Bi-allelic hydroxymethylbilane synthase inactivation defines a homogenous clinico-molecular subtype of hepatocellular carcinoma

Abstract

Background & aims: Acute intermittent porphyria (AIP), caused by heterozygous germline mutations of the heme synthesis pathway enzyme HMBS (hydroxymethylbilane synthase), confers a high risk of hepatocellular carcinoma (HCC) development. Yet, the role of HMBS in liver tumorigenesis remains unclear.

Methods: Herein, we explore HMBS alterations in a large series of 758 HCC cases, including 4 patients with AIP. We quantify the impact of HMBS mutations on heme biosynthesis pathway intermediates and we investigate the molecular and clinical features of HMBS-mutated tumors.

Results: We identify recurrent bi-allelic HMBS inactivation, both in patients with AIP acquiring a second somatic HMBS mutation and in sporadic HCC with 2 somatic hits. HMBS alterations are enriched in truncating mutations, in particular in splice regions, leading to abnormal transcript structures. Bi-allelic HMBS inactivation results in a massive accumulation of its toxic substrate porphobilinogen and synergizes with CTNNB1-activating mutations, leading to the development of well-differentiated tumors with a transcriptomic signature of Wnt/β-catenin pathway activation and a DNA methylation signature related to ageing. HMBS-inactivated HCC mostly affects females, in the absence of fibrosis and classical HCC risk factors.

Conclusions: These data identify HMBS as a tumor suppressor gene whose bi-allelic inactivation defines a homogenous clinical and molecular HCC subtype.

Lay summary: Heme (the precursor to hemoglobin, which plays a key role in oxygen transport around the body) synthesis occurs in the liver and involves several enzymes including hydroxymethylbilane synthase (HMBS). HMBS mutations cause acute intermittent porphyria, a disease caused by the accumulation of toxic porphyrin precursors. Herein, we show that HMBS inactivation is also involved in the development of liver cancers with distinct clinical and molecular characteristics.

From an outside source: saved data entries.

PR #995, opened 2021-04-05
[WNMGDS-876] Only include aria-describedby on non-interactive content Tooltips

kimieann:
## Summary
There was an issue noted by DK in [this pr](https://github.com/CMSgov/design-system/pull/979#issuecomment-808540772) where the screenreader was announcing the hidden content of interactive tooltips.

This is due to the fact that `aria-describedby` will announce the contents of items, even if they are hidden and have `aria-hidden` = true.

The non-interactive tooltips need `aria-describedby` because as you tab through them, the tooltip appears and we need the content of the tooltip to be read. However, for interactive tooltips, we do not want the content announced until the element is un-hidden, so we do not need `aria-describedby`

### Changed
`aria-describedby` will now only be included on items that do not include the `dialog` prop (non-interactive tooltips)

## How to test
- FIrst view the tooltip locally on master with the screenreader on
- As you tab through, the content of the interactive tooltip is announced, even though the tooltip is not displayed
- View http://design-system-demo.s3-website-us-east-1.amazonaws.com/WNGMDS-876/Tooltip-screenreader-issue
- The content of the non-interactive tooltips should still be announced as you tab through
- The content of the interactive tooltip should not be announced until you hit spacebar to show the tooltip

### DIFF
--- a/packages/design-system/src/components/Tooltip/Tooltip.jsx
+++ b/packages/design-system/src/components/Tooltip/Tooltip.jsx
@@ -161,7 +161,7 @@ export class Tooltip extends React.Component {
       <TriggerComponent
         type={TriggerComponent === 'button' ? 'button' : undefined}
         aria-label={ariaLabel || ''}
-        aria-describedby={this.id}
+        aria-describedby={dialog ? null : this.id}
         className={triggerClasses}
         ref={this.setTriggerElement}
         {...others}
--- a/packages/design-system/src/components/Tooltip/Tooltip.jsx
+++ b/packages/design-system/src/components/Tooltip/Tooltip.jsx
@@ -200,7 +200,7 @@ export class Tooltip extends React.Component {
         };
 
     const tooltipContent = () => (
-      <span
+      <div
         id={this.id}
         tabIndex={dialog ? '-1' : null}
         ref={this.setTooltipElement}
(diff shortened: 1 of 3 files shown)


nichia (commented):
Tested on Safari using voiceover and the fix works great.
@davidakennedy this PR will omit the `aria-describeby` for interactive tooltip - is it okay to still omit the `aria-describedby` when this tooltip is activate and`aria-hidden='false'`? 
Is `aria-describedby` value required when the interactive tooltip is activated?

nichia:
Also, not related to this PR, but I noticed `undefined` on the class attribute of `<button>` element when the interactive tooltip is activated (see image). Should I add a ticket on Jira for this or would it be okay to put in a fix here?
Screen Shot 2021-04-05 at 2 08 59 PM

davidakennedy (approved):
I tested this, and it works as expected in all major screen readers we test in:

- Safari/VoiceOver
- JAWS/Edge
- JAWS/IE 11
- JAWS/Chrome
- Firefox/NVDA

This is the right move to make. First, this seems like how it works in all screen readers with hidden off screen content that uses `aria-describedby`. I made a simple test case, and it works the same way across screen readers: https://codepen.io/davidakennedy/pen/oNBeJoG

Second, this is something I missed when first testing the tooltip dialog. We don't need the `aria-describedby` here because we shift focus to the container once a user clicks the button.

> this PR will omit the aria-describeby for interactive tooltip - is it okay to still omit the aria-describedby when this tooltip is activate and aria-hidden='false'?

@nichia Good question! Yes, see above. We shift focus to the container, so we don't need to announce the content this way. The user will hear it.

> Is aria-describedby value required when the interactive tooltip is activated?

No, see above.

nichia (approved):
🚀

Keywords: Acute intermittent porphyria; Cancer Genomics; Heme biosynthesis pathway; Hepatocellular carcinoma.

Fig. 1.. Molecular history of HCC developed in patients with AIP.

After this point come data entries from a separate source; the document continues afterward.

PR #996, opened 2021-04-07
[WNMGDS-867] First draft of adding FilterChip

kimieann:
## Summary
Adding new component for FilterTags

## How to test
http://design-system-demo.s3-website-us-east-1.amazonaws.com/WNMGDS-867/dismissible-badge


kimieann:
@line47 @nichia I changed this PR based on conversations Friday with CMS to create new FilterTag component. For now it copies the design of PET shared components FilterTag. I'm wondering, should it be more generic gray instead of blue, rounded instead of rectangular, etc.?

packages/design-system-docs/src/pages/components/FilterTag/_FilterTag.docs.scss
```diff
@@ -0,0 +1,45 @@
+/*
+Filter Tag
+
+Filter Tags are used to display dismissible filter chips
+
+Markup: filtertag.example.html
+
+Style guide: components.filtertag
```
line47, line 8: We should mark this component as draft by putting `@status Draft` on the doc page

packages/design-system-docs/src/pages/components/FilterTag/_FilterTag.docs.scss
```diff
@@ -0,0 +1,45 @@
...
+
+### When to consider alternatives
+
+- When a badge is sufficient in place of a filter tag
+
+### Usage
+
+-
+
+### Accessibility
```
line47, line 36: Do we have documentation for these sections?

packages/design-system/src/styles/components/_FilterTag.scss
```diff
@@ -0,0 +1,77 @@
+$filter-tag-button-size: 14px;
+$filter-tag-text-color: $color-base !default;
+$filter-tag-background-color: $color-primary-alt-lightest !default;
+$filter-tag-border-color: $color-primary !default;
+$filter-tag-text-color-inverse: $color-white !default;
```
line47, line 5: Can we rename these `color-inverse` variables to be `color-hover` ?

packages/design-system-docs/src/pages/components/FilterTag/_FilterTag.docs.scss
```diff
@@ -0,0 +1,45 @@
...
+
+-
+
+### Future research
+
+-
```
line47, line 42: We should add a customizations section here with SCSS variable names and what they do

packages/design-system-docs/src/pages/components/FilterTag/_FilterTag.docs.scss
kimieann: @line47 So I left them blank for now because I was going to ask - do I just write this up or do we get official content from elsewhere?

line47: It might be good to work on some guidance for these and then get feedback from folks after we've written something up

kimieann: @line47 I've added some more guidance. But admittedly, writing code is more my thing than text for humans to read :)

packages/design-system-docs/src/pages/components/FilterTag/filtertag.example.html
```diff
@@ -0,0 +1,23 @@
+<div class="ds-c-filter-tag">
+  <button class="ds-c-filter-tag__button" id="Example filter tag-tag">
+    <span class="ds-u-visibility--screen-reader">Remove Example Filter Tag </span
```
line47, line 3: I think we can remove this screen reader span and instead add `aria-label="Remove Example Filter Tag"` to the span with the clear icon on it

packages/design-system/src/components/FilterTag/FilterTag.tsx
```diff
@@ -0,0 +1,104 @@
...
+   */
+  value: string;
+  /**
+   *  For screenreaders, text to read for removal
+   */
+  removeText: string;
+  /**
+   * When false, filter tag is not removable
+   */
+  readOnly?: boolean;
```
line47, line 33: I'm wondering about if we change `readOnly` to something like `notDismissible` or something that lets folks know they can't remove or dismiss it

packages/design-system-docs/src/pages/components/FilterTag/_FilterTag.docs.scss
```diff
@@ -0,0 +1,59 @@
...
+
+### Accessibility
+
+- Use `removeText` prop so that screenreaders can accurately read out the close icon action
+- `Enter`, `Backspace`, `Delete`, and `Spacebar` will remove the tag when it is in focus
+
+### Future research
+
+### Customization
+The following Sass variables can be overridden to theme alerts:
```
line47, line 48:
```suggestion
The following Sass variables can be overridden to theme the filter tag:
```

packages/design-system-docs/src/pages/components/FilterTag/_FilterTag.docs.scss
```diff
@@ -0,0 +1,59 @@
...
+
```
line47, line 49: I think this empty line needs to be removed so the list shows up - currently none of the variables are showing 
```suggestion

```

packages/design-system/src/components/FilterTag/FilterTag.tsx
```diff
@@ -0,0 +1,104 @@
+import { ClearIcon } from '../ClearIcon';
+import React from 'react';
+import classNames from 'classnames';
+
+const actionableKeys = ['Enter', 'Backspace', 'Delete'];
+const idFromValue = (value: string) => `${value}-tag`;
+
```
nichia, line 7: To stay consistent with other components, can we use `uniqueId` from lodash instead. See `Alert.jsx` for an example.

packages/design-system/src/components/FilterTag/FilterTag.tsx
```diff
@@ -0,0 +1,104 @@
...
+              onClick={this.handleClick}
+              onKeyDown={this.handleKeyDown}
+            >
+              {!readOnly && <span className="ds-u-visibility--screen-reader">{removeText} </span>}
+              <span className="ds-c-filter-tag__label">{label}</span>
+              {!readOnly && (
+                <span className="ds-c-filter-tag__clear-icon">
+                  <ClearIcon />
+                </span>
+              )}
```
nichia, line 95: If `readOnly` filter tag is similar to a disabled button, can we set the `disable` attribute on this button so that we don't get keyboard focus for it.

packages/design-system/src/components/FilterTag/FilterTag.tsx
```diff
@@ -0,0 +1,104 @@
...
+  label: string;
+  /**  
+   *
+   Value for filter tag 
+   */
+  value: string;
+  /**
+   *  For screenreaders, text to read for removal
+   */
+  removeText: string;
```
pwolfert, line 29: I hadn't done it in the pet-shared-components version, but this is technically only necessary when `readOnly` is true. This is a good opportunity to correct this. Maybe something like
```ts
type RemoveProps =
  | { readOnly: true; removeText: string; }
  | { readOnly?: false; removeText?: string; }; 
```
I think that'll work. I tested it [here](https://www.typescriptlang.org/play?#code/C4TwDgpgBAShC2B7AbhACgJ0WAzlAvALABQUUAPlAN5QYQCGAJgPIB2ANiAFxTAYCuEANy0EKCABUIAD2A8cfAJasA5iIC+JMpRp0mbTgH4eAM3rscw0UlRTZxqAozK1UdUJIkT-VgGNgioisUABGiCEAFGBYuDxwNugxOACU1J7EmsQkYZG6DCwc3LwCEAA01uJ2clAARAAWijVuydnhEXn6habmls2tuc1AA)

nichia:
Also noticed that the doc site script displays typeError for the ClearIcon.tsx props - not sure why it's doing that as this component is not exported
```
🌪   Generating React propType documentation and grabbing raw example code
react-docgen TypeError: Cannot read property 'props' of undefined
react-docgen /Users/tchutnichia/Code/design-system/packages/design-system/src/components/ClearIcon/ClearIcon.tsx
 📝  Generating documentation pages
 ```

File: packages/design-system/src/components/FilterTag/FilterTag.tsx (hunk 6 above)
Comment (pwolfert) [reply packages/design-system/src/components/FilterTag/FilterTag.tsx:33]: Or if the `removeText` prop requirement becomes conditional, maybe the name could even change to something related to that prop, like `removeable`. Or this could actually be removed entirely, and it becomes removable if `onClear` is defined. And maybe `onClear` gets renamed to `onRemove`? These names don't need to match pet-shared in order for us to feel comfortable migrating away from our implementation 🙂

File: packages/design-system/src/components/FilterTag/FilterTag.tsx [hunk 12]
```diff
@@ -0,0 +1,104 @@
...
+  className?: string;
+  /**
+   * Text for the filter tag
+   */
+  label: string;
+  /**  
+   *
+   Value for filter tag 
+   */
+  value: string;
```
nichia, line 25: I wonder how the `value` for filter tag is used because if a function is passed in `onClear` prop, why would the calling function want to get that value back? Wouldn't we just run that function on handle click?

packages/design-system/src/components/FilterTag/FilterTag.tsx
```diff
@@ -0,0 +1,104 @@
...
+   */
+  readOnly?: boolean;
+  /**
+   * Function to call when filter tag is dismissed, will return value
+   */
+  onClear?: (value: string) => void;
+}
+
+interface FilterTagState {
+  tagDismissed: boolean;
```
pwolfert, line 41: What kind of use case would this have? The only way we use it so far in Enroll apps is where the this component's parent is in charge of managing this kind of state. I foresee this self-managed visibility resulting in a bunch of zombie filter tag instances.

packages/design-system/src/components/FilterTag/FilterTag.tsx
```diff
@@ -0,0 +1,104 @@
...
+  render(): React.ReactNode {
+    const { id, label, removeText, readOnly, className } = this.props;
+    const rootClassNames = classNames('ds-c-filter-tag', className);
+    const readOnlyTag = readOnly ? 'ds-c-filter-tag__button--read-only' : '';
+    const buttonClassNames = classNames('ds-c-filter-tag__button', readOnlyTag);
+    return (
+      <>
+        {!this.state.tagDismissed && (
+          <div className={rootClassNames}>
+            <button
```
nichia, line 83: I'm not sure about this, just want to check with you all, is <div> tag needed here or can we just have <button> tag for this filter tag component?

packages/design-system-docs/src/pages/components/FilterTag/_FilterTag.docs.scss
kimieann: I tried to add this, but it's not showing up on the demo URL or locally. Do you know why it's not working? I copied format from a different file.

packages/design-system-docs/src/pages/components/FilterTag/_FilterTag.docs.scss
kimieann: Got it!

packages/design-system/src/components/FilterTag/FilterTag.tsx
nichia: or change `onClear` to  `onClick?

kimieann: @line47 @nichia What do you think about removing the readOnly prop, renaming `onClear` to `onDelete`, and only having the X icon show if `onDelete` function is passed on? That is the way this filter chip behaves: https://material-ui.com/components/chips/

Can anyone think of a use case where we would need this to be removable, but a callback onDelete function wouldn't be necessary? I can't..

packages/design-system/src/components/FilterTag/FilterTag.tsx
kimieann: @davidakennedy Would we still want to tab and have the screenreader announce the items that are not dismissible, or should we skip over those?

packages/design-system/src/components/FilterTag/FilterTag.tsx
kimieann: Because the React component using this probably has a state being managed of which items are currently filtered. We would call back their onDelete function with the value so they could then remove this item from its state.

packages/design-system/src/components/FilterTag/FilterTag.tsx
nichia: Yes, that would work well.

packages/design-system/src/components/FilterTag/FilterTag.tsx
nichia: Ah, managing the state, thanks.

davidakennedy:
Hey all,

I ran this through my normal accessibility checks:

- Keyboard testing
- Color contrast and color blindness testing
- Screen reader testing
- Axe checks

It works really well, but there are some more things to consider from an accessibility standpoint.

**Screen reader text**

Right now, we have some hidden text in a span that says "Remove full button text" and then another span with the full button text. This results in screen readers hearing everything twice. To fix this, as @line47 suggested, we can either have "Remove" in the hidden text. Or use `aria-label` to override the visual label and say "Remove full button text" Using the hidden text is nice because you can throw a lang attribute on it and it shows up if CSS doesn't load for some reason. But using `aria-label` is probably more consistent with the rest of our components. Nice work on hiding the icon from screen readers!

**Target size**

Even though we're not required to meet WCAG 2.1 yet, one of the AAA (we follow AA) requirements is to make sure the target size for clickable elements is at least 44px by 44px. This is a good practice to follow because it helps people with low vision and motor dexterity issues be able to see and click the buttons more easily.

For the most part, width should be covered here because of text length in the buttons. But I'm wondering if we can add a `min-height: 44px` to the button to hit this guideline. It's especially useful for a component like this that will likely be a row of buttons next to each other. This could use some design input/feedback.

**Spacing between buttons**

This isn't a WCAG requirement, and I don't think something we can control via the component. However, one thing I'd like to encourage is adequate spacing between these filter buttons. This could probably go into the Accessibility Guidelines section. I'd word it how I've heard @SparrowSpit say it. Something like, "Allow adequate spacing between each button, as much as the design will allow. This helps people with low vision and motor disabilities be able to perceive and interact with the buttons."

**Focus management**

This is another item that may be difficult to control via the component: managing focus. This type of button disappears when interacted with, so teams need to be mindful of where focus goes after that. That depends on the design and situation.

I'd love to encourage teams to think this through. It could be making a prop with a function that sends focus to the ID specified. Or this could be a note in the Accessibility Guidelines. Curious to hear other thoughts on this.

**Focus styles**

We can't address this yet, but @line47, I wanted to flag this component as something worth testing with the new focus styles we're working through. Because it has rounded corners, not all focus styles will look good.

Let me know if you all have any questions on the above.

davidakennedy:
One more small thing I noticed. Seems like the `id` for the buttons are pulling from the button name, so it's resulting in invalid IDs. Like: `id="Readonly example-tag"`.

packages/design-system/src/components/FilterTag/FilterTag.tsx
kimieann: I think you're right. I'm going to remove & just change the example

packages/design-system/src/components/FilterTag/FilterTag.tsx
kimieann: @pwolfert Actually... is this really true above? Or could it all be handled on the parent component side without needing to be passed back the value?

pwolfert: It's technically true that it can be handled without passing any value. I had made it this way in so that I didn't have to create a new handler function for each of these filter tag items. Most of the time I was iterating over an array when rendering them. If it seems too arbitrary to pass the value, we can work around it 🤷‍♂️ . It's not a deal breaker without it.

nichia: We probably should keep the `value` prop as there's an existing use case to help track the filter tag items

kimieann: I think I'm going to remove value. It seems like an unnecessary extra layer.

nichia: How would the applications track it then? Would returning the `id` on `onClick` be helpful?

packages/design-system/src/components/FilterTag/FilterTag.tsx
davidakennedy: @kimieann @nichia Good question. What's the use case for that type of filter tag? Do you have an example?

packages/design-system/src/components/FilterTag/FilterTag.tsx
kimieann: The applications themselves can just handle the value in onDelete without us needing to take it in and return it

packages/design-system/src/components/FilterTag/FilterTag.tsx
kimieann: Based on conversations with Patrick I'm going to remove the read only / not dismissible functionality. He created the original version of this in `pet-shared-components` and put the functionality in case it was needed, but it's not actually being used. I think if someone were to want a read only filter chip, they'd just use a badge

kimieann:
I've made a good bit of changes based on the thorough reviews from everyone. Below I'll try to summarize the changes I just made.

- I renamed `onClear` renamed to `onDelete` just for clarity
- Removed `readOnly` prop and functionality. Based on conversations with Patrick, he'd originally put this in `pet-shared-components`, but it doesn't look like it's being used so it seems to be an unnecessary functionality. A team could use a badge, or use CSS to make this look read only.
- Removed the state being managed in the component .The parent component should manage the state and the actual dismissing of the chip.
- Renamed from FilterTag to FilterChip to be more consistent with current design speak. 
- Removed value prop. It seems to be an unnecessary extra layer. Because there is an onDelete function, it's easy enough for the parent component to handle knowing the value itself.
- Based on DK's recommendation, removed the min-height 44px
- Based on DK & Scott's recommendations, used `aria-label` for the remove text.

**Issues not addressed yet that need more input**
This comment from DK. Anyone have thoughts?
>I'd love to encourage teams to think this through. It could be making a prop with a function that sends focus to the ID specified. Or this could be a note in the Accessibility Guidelines.

packages/design-system/src/components/FilterChip/FilterChip.tsx
```diff
@@ -0,0 +1,75 @@
...
+   */
+  className?: string;
+  /**
+   * Text for the filter chip
+   */
+  label: string;
+  /**
+   *  For screenreaders, text to read for removal
+   */
+  removeText: string;
```
nichia, line 24: To stay consistent with other components (eg. Text field, Tooltip etc), can we change `removeText` prop name to `ariaLabel` instead

kimieann: Do you think that might be confusing that someone might think it's for the label itself instead of the close icon?

line47: Maybe something like `removeAriaLabel` ?

nichia: Ah, looks like Autocomplete has `ariaClearLabel` - how have consistent format and use `ariaRemoveLabel` here?

pwolfert:
Three of our healthcare.gov apps now have a blue background behind the filter sections, so this new color for the filter chips may make them hard to distinguish in those contexts.

Screenshots of those apps:
Screen Shot 2021-04-19 at 10 57 33 AM
Screen Shot 2021-04-19 at 10 57 59 AM

Screenshot of what the existing filter tag would look like given the background color of these proposed tags:
Screen Shot 2021-04-19 at 11 00 17 AM

packages/design-system/src/components/FilterChip/FilterChip.tsx
kimieann: @nichia I actually think we could use `ariaClearLabel` since it's the label for the Clear Icon

kimieann: Changed here - https://github.com/CMSgov/design-system/pull/996/commits/994327d10654571e12637cb90a9294faae5de72e

davidakennedy:
@kimieann This is looking good! One thing that wasn't clear in my original comment: The text for the `aria-label` needs to have everything in there. Like: `aria-label="Remove label text"`. This is because the `aria-label` overrides the visual label, so if we have "Remove" only, it doesn't provide enough context.

> This comment from DK. Anyone have thoughts?

I see we have a `onDelete` function. Maybe this is the best place to manage where focus next? I guess it depends on the design and functionality of the product that uses the chip. That may not make sense in all cases though. It might be worth talking to teams about the use cases for this component, and seeing where they plan on sending focus and how they're handling it. That could guide us.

Whole-genome sequencing of HCC and matched non-tumor liver samples from 3 patients with AIP revealed germline HMBS mutations and somatic alterations acquired by cancer cells. Alterations in known liver cancer driver genes are annotated. Patient #4027 developed 2 independent synchronous HCCs. AIP, acute intermittent porphyria; HCC, hepatocellular carcinoma; SVs, structural variants.

Fig. 2.. Recurrent inactivating HMBS mutations in HCC.

(A) Lollipop plot showing the type and distribution of HMBS mutations along the protein sequence. Amino acid and exon numbering is given with respect to the NCBI Refseq NM_000190 isoform. (B) Impact of splice mutations on RNA structure. RNA-sequencing coverage is shown in grey. Arcs represent split reads indicating splicing events. Mutations are highlighted in each plot. HCC, hepatocellular carcinoma.

Fig. 3.. Massive porphobilinogen accumulation in HMBS-mutated HCC.

Three heme biosynthesis pathway intermediates (porphobilinogen, protoporphyrin IX and hemin) were quantified by ultra-high performance liquid chromatography with quadrupole time-of-flight mass spectrometry. Porphobilinogen is the substrate of HMBS, protoporphyrin IX is the last intermediate before heme, and hemin results from the spontaneous oxidation of heme in vitro. These metabolites were quantified in 10 HCC/non-tumor liver pairs from 1 patient with AIP, 3 patients with HCC and somatic HMBS inactivation, and 6 patients with HCC without HMBS inactivation used as controls. AIP, acute intermittent porphyria; HCC, hepatocellular carcinoma.

Fig. 4.. Clinical and molecular features of HMBS-inactivated HCC.

Forest plots showing odds ratios for enrichment of clinical features (A) and driver alterations (B) among HMBS-inactivated HCC. P values were obtained using Fisher’s exact test. (C) t-distributed stochastic neighbor embedding plots showing the unsupervised classification of gene expression (RNA-sequencing) and DNA methylation (Illumina Infinium HumanMethylation450 BeadChip) profiles in the LICA-FR series. Previously defined transcriptomic (G1-G6) and DNA methylation (M1-M7) subgroups are indicated with a color code, and HMBS-mutated HCCs are highlighted with stars. (D) Gene expression signatures showing differential activity in HCC with or without HMBS mutations. (E) DNA methylation components showing differential activity in HCC with or without HMBS mutations. HCC, hepatocellular carcinoma.